100 Gallon tank WITH ROOM FOR 2 - 10 GALLON TANKS!!!!
for $20!!!


















BIG BERTHA SAYS HI!!


----------



## etalon9100 (Jul 4, 2003)

Hi Big Bertha!









Nice setup!


----------



## deca (Aug 1, 2003)

How is the acrylic tank sealed, is it with silicone or glue, i have never seen one.


----------



## Grosse Gurke (Jan 3, 2003)

Looks good.
moving to equipment


----------



## Piran-huhs? (Jul 23, 2003)

oops sorry grosse_gurke ... didn't know where to post it


----------



## tinyteeth (Mar 12, 2003)

looks good. i like how you got 3 tanks on that thing.


----------



## RhomZilla (Feb 12, 2003)

Wow.. Pretty creative there man, I must admitt!!







Looks good too


----------



## mantis (May 16, 2003)

that's a great idea, Ima do the same for my next tank


----------



## Winkyee (Feb 17, 2003)

Looks great









You can try giving them a coat of paint too before setting them up.
Pete


----------



## soulfly (Aug 7, 2003)

deca said:


> How is the acrylic tank sealed, is it with silicone or glue, i have never seen one.


 they are melted toether


----------



## phishin06 (Jun 11, 2003)

those bottom 10 gallon tanks are going to be a bitch to clean...

nice setup however


----------



## Piran-huhs? (Jul 23, 2003)

phishin06 said:


> those bottom 10 gallon tanks are going to be a bitch to clean...
> 
> nice setup however


 actually the angle is bad in that pic, but the tank creeps out a bit on the bottom, and it's perfect for cleaning .. phew!!


----------



## reservoirdog51 (Aug 18, 2003)

thats a hot setup. I love the big boy on top.


----------



## Guest (Sep 11, 2003)

If you get rid of those two 10g tanks, i would put a cover over the stand, noone would know you used cinder blocks. A blanket or something


----------



## f2esh (Aug 18, 2003)

LOL......CINDERBLOX........HOW GHETTO IS THAT HAHA.....omg....thas cool tho...lol....i shudda did that ><


----------



## Piran-huhs? (Jul 23, 2003)

n3p said:


> If you get rid of those two 10g tanks, i would put a cover over the stand, noone would know you used cinder blocks. A blanket or something


 hahahh guess what i've already done that ... here's a pic










60 gallon tall tank with BIG BERTHA IN THERE!!!
4 Cinder Blocks .. and 5 ft. pine wood!!!!


----------



## Nethius (Feb 23, 2003)

cheap, and it looks good!


----------



## mlee965 (Aug 23, 2003)

very creative setup...and saves alot of space too!


----------



## CoolD (Apr 16, 2003)

that is sooo nice!!!
good job man!!
ditch the cover and keep the 2 tens there


----------



## SimplyOrange (Jun 5, 2003)

it would be nicer to just put up some cheap plywood or what have you and cut out holes for the 10g tanks.

very nice stand.


----------



## thoroughbred (Mar 14, 2003)

very nice bro


----------



## pantast1c (Sep 7, 2003)

So much stress on those blocks.... if you are living in SoCal like me, I would not do that setup becuase when the BIG ONE hits, it'll all tip over.


----------



## Makoa84 (Aug 27, 2003)

thanks Piran-huhs? i used the same exact idea for my 100g..........SAVED ME TON'S OF MONEY hehehe, and for the last post i live in so cal and what i've done to make sure it doesn't tip over on the big one is buy earthquake straps that should keep it stable hopefully!!!

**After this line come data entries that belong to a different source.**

PR #3871, opened 2024-04-09
Deploy XLayer, Linea and Berachain to testnet

bruce-riley:
This PR adds support for X Layer, Linea and Berachain, but limits it to testnet.

There is a known shortcoming in the watcher for Linea, in that they do not support polling for finalized, so we will need to read the roll up contract on Ethereum. That will be handled as a follow on PR.

These deployments were done using Forge, not Truffle.


evan-gray (approved):

SEJeff (approved):
go bits look good ✅

PR #3872, opened 2024-04-10
Node/EVM: Linea poller

bruce-riley:
This PR modifies the watcher for Linea to track the publication of finalized blocks from the roll up contract on Ethereum.

There are still questions about whether or not this implementation is adequate, but it is at least a step in the right direction.

This PR also updates the `getFinality` function in the watcher to make the finality assumptions of every EVM chain explicit.

Note to @panoel : Don't be frightened by the size of this PR. Most of it is in the generated ABI file.

### DIFF
--- a/node/cmd/guardiand/node.go
+++ b/node/cmd/guardiand/node.go
@@ -182,8 +182,10 @@ var (
 	xlayerRPC      *string
 	xlayerContract *string
 
-	lineaRPC      *string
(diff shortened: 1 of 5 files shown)


panoel (commented):
I did not review the ABI.

panoel (approved):

bingyuyap (approved):

PR #3877, opened 2024-04-12
Tilt : Deploy with forge instead of truffle

bruce-riley:
This PR changes the tilt deployment to use forge rather than truffle. It borrows from PR #3395.


evan-gray (dismissed):

gator-boi:
Forge does not do any validation of the input values for the deployment scripts. It might be nice to verify that addresses and bytes32 types are not the zero address (unless that's the intended value). Also, I don't think the shell scripts belong in the forge-scripts directory. Other than that, everything looks good.

gator-boi (approved):
I reviewed the forge deployment scripts. In a future PR it would be nice to remove the dummy contract deploys and fix the tests using the new ethereum contract addresses.

PR #3884, opened 2024-04-16
node: add emitters to ntt allowlist

nik-suri:
Please double check that these are addresses that point to valid and verified NTT contracts!


bruce-riley (approved):

bruce-riley (approved):

evan-gray (approved):
confirmed that the EVM addresses are verified `WormholeTransceiver`s and that the Solana address has emitted NTT VAAs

here is my stand...........


----------



## NIKE (Jan 27, 2003)

very nice dude :nod: i liked the first set-up and what if you were to paint the cynder blocks with a high gloss black to match the furniture







nice job thanks for sharing your ideas...


----------



## GARGOYLE (Feb 12, 2003)

looks good.


----------



## Death in #'s (Apr 29, 2003)

remeber its not what the stand looks like but whats inside the tank that counts


----------



## AzNP (May 21, 2003)

wow u thx4 givin me ideas


----------



## Mr T (Sep 17, 2003)

my mate Dan a.k.a. "deca" built this satnd for his up and comming 8ft'er!


----------



## Hehehe I just (Jul 13, 2003)

nice simple stand, Mr T that stand is awesome!


----------



## pantast1c (Sep 7, 2003)

Makoa84 said:


> thanks Piran-huhs? i used the same exact idea for my 100g..........SAVED ME TON'S OF MONEY hehehe, and for the last post i live in so cal and what i've done to make sure it doesn't tip over on the big one is buy earthquake straps that should keep it stable hopefully!!!
> 
> here is my stand...........


 hahahahaha, "earthquake straps" that's kool, you should do a test tremmor test, or earthquake drills with your tank just to be safe.









VERY NICE IDEAS!


----------



## pantast1c (Sep 7, 2003)

Mr T said:


> my mate Dan a.k.a. "deca" built this satnd for his up and comming 8ft'er!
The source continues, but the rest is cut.